Saturday, January 7, 2012

Cross-border banking and national supervision – is there a conflict?

by Thorsten Beck, Radomir Todorov and Wolf Wagner

Vox

January 7, 2012

The global crisis has pushed government finances to breaking point. Forced to bailout their domestic banks, they have come to realise some harsh truths in the words: “Banks are international in life and national in death”. This column explores whether a supranational financial supervisor might be able to alleviate the pressures on national regulators and governments, particularly in Europe, and what barriers lie in the way.

The recent crisis has led to a considerable number of interventions in, and resolutions of, failing banks, and we can expect many more in the coming months as the Eurozone crisis in particular continues to undermine bank fragility. The discrepancy between the geographic perimeter of banks – especially large banks’ activities – and regulators’ perimeters has added a further layer of complication, and some have called for a Eurozone-level banking regulation and resolution regime (Saurez 2011).

For example, the resolution of Fortis at the national level - undertaken separately by Dutch, Belgian, and Luxembourg authorities - has confirmed Charles Goodhart’s and Mervyn King’s point that "banks are international in life and national in death". The failure of the Icelandic banks, with wide-ranging economic and political repercussions, has shed doubts on the viability of large multinational banks in small countries.

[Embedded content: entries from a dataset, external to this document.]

PR #2127, opened 2024-09-03
[Icons] Icon aliases

smnandre:
| Q             | A
| ------------- | ---
| Bug fix?      | no
| New feature?  | yes
| Issues        | Fix #
| License       | MIT

This PR introduce a first implementation of this feature, asked in #1767 

Icon **aliases** can now be defined in the bundle configuration, to improve the DX for most used icons in a project (logo, socials, ...)

```yaml
ux_icons:
    aliases:
        dots: 'clarity:ellipsis-horizontal-line'
```

Now

```twig
    {{ ux_icon('dots') }}

    {# is the same as #}

    {{ ux_icon('clarity:ellipsis-horizontal-line') }}
```

Or... with the HTML syntax

```twig
    <twig:ux:icon name="dots" />

    {# is the same as #}

    <twig:ux:icon name="clarity:ellipsis-horizontal-line" />
```

### DIFF
--- a/src/Icons/CHANGELOG.md
+++ b/src/Icons/CHANGELOG.md
@@ -1,5 +1,9 @@
 # CHANGELOG
 
+## 2.20.0
+
+-   Add `aliases` configuration option to define icon alternative names.
+
 ## 2.19.0
 
 -   Add `ignore_not_found` option to silence error during rendering if the 
--- a/src/Icons/config/services.php
+++ b/src/Icons/config/services.php
@@ -56,6 +56,8 @@ return static function (ContainerConfigurator $container): void {
         ->set('.ux_icons.icon_renderer', IconRenderer::class)
             ->args([
                 service('.ux_icons.icon_registry'),
+                abstract_arg('default_icon_attributes'),
+                abstract_arg('icon_aliases'),
             ])
 
         ->alias('Symfony\UX\Icons\IconRendererInterface', '.ux_icons.icon_renderer')
--- a/src/Icons/doc/index.rst
+++ b/src/Icons/doc/index.rst
@@ -336,6 +336,30 @@ Now, all icons will have the ``fill`` attribute set to ``currentColor`` by defau
     # renders "user-profile.svg" with fill="red"
     {{ ux_icon('user-profile', {fill: 'red'}) }}
 
+Icon Aliases
+~~~~~~~~~~~~
+
+You can define aliases for icons in your configuration, which is helpful if 
+you want to use a different or shorter name for an icon in your templates:
+
+.. code-block:: yaml
+
+    # config/packages/ux_icons.yaml
+    ux_icons:
+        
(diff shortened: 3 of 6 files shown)


javiereguiluz:
Just asking ... can you use `:` in the alias name? E.g. if someone wants to group all aliases under a common prefix (e.g. `site:...` or `acme:...`)

smnandre:
That's for sure the next step!

Xbirdfr:
Hello, thank you for this implementation! 

To have thought a little about this functionality, I propose the following modification:

Put an @ before the name of the alias

 This allows you to add an AliasNotFound error which would be easier to debug, and to only check the configuration file when calling an alias. 
Also it increases readability: @dots directly gives us the information that the icon is an alias, and it also allows us to do things like 
@user:login @user:logout @admin:login

javiereguiluz:
@Xbirdfr the problem with that is that it introduces a new convention that all users of UX Icon must learn, which causes friction.

In any case, is `@` forbidden in icon aliases? If it's not, what you are asking it's already possible to do. If it's forbidden, let's double check if we should really forbid it.

Xbirdfr:
@javiereguiluz I understand that, but as Icones Alias will be a new feature, I will cause less friction 

Actually, if `@dots` is not referenced in the config, an IconNotFound error will be thrown, and this is not the good error message 

With an @ we clearly know if we want an alias or not while using ux icon, and allow a better readability and debugging. 

But it's maybe too much and I understand this, but I really think this will be a good way to handle alias

smnandre:
> oblem with that is that it introduces a new convention that all users of UX Icon must learn, which causes friction.

@javiereguiluz yep absolutely! 

And we decided to avoid it in the TwigComponent shared by bundles, so it would be a bit strange to introduce it here.

smnandre:
>  @user:login @user:logout @admin:login

@Xbirdfr  This is precisely what i did not want to handle _for now_.  We have the ` : ` to identify a namespace/ icon set. 

Full disclosure: i will open a PR after this one to implement the long-waiting "configuration per icon sets/directorys" ... so let's talk about namespaces aliases afterwards 😅 

I promised the simple aliases long time ago, and we have been poked again recently ... so this is more the context of this PR :) 

Personally, I will use the aliases in several projects, to have simple "one-word-domain-icon-names"  for the 10/12 most used icons (which come from different sets -- excluding here any partial mapping). Something like this:

```yaml
ux_icons:
    aliases:
    
        # Logos
        github: 'simple-icons:github' 
        twitter: ' pajamas:x'
        php: 'bxl:php'

       # Actions
       delete: 'tdesign:delete'
       add: 'material-symbols:add'
       
       # ...
```

Kocal (approved):

WebMamba (approved):

javiereguiluz:
Simon, thanks for yet another nice feature contribution!

Issue #2070, opened 2024-08-15
[TwigComponent] Cva in html_extra


smnandre:
It seems the cva function will be merged into twig/html-extra (see https://github.com/twigphp/Twig/pull/4006) 

How do we handle the transition ? 

* Add a conflict with the future version of html-extra here seems not a good idea, as this would be blocking for future updates
* Add a deprecation layer here ?
* Ask people to require twig/html-extra ? 
* What do we do about the documentation ?

Kocal:
We should be careful here since the `cva()` definition changes from here and from https://github.com/twigphp/Twig/pull/4006:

Ideally, authorities should only intervene in a bank when the expected costs of doing so are less than the expected benefits. The expected survival likelihood – which largely determines the benefits – should be reflected in the CDS spread, which is the expected loss on the underlying asset. Yet, when we look at a sample of 54 banks that were the subject of government interventions in 2008 or 2009, we observe a significant dispersion across banks and countries (see Beck et al. 2011). This casts doubt on the above statement.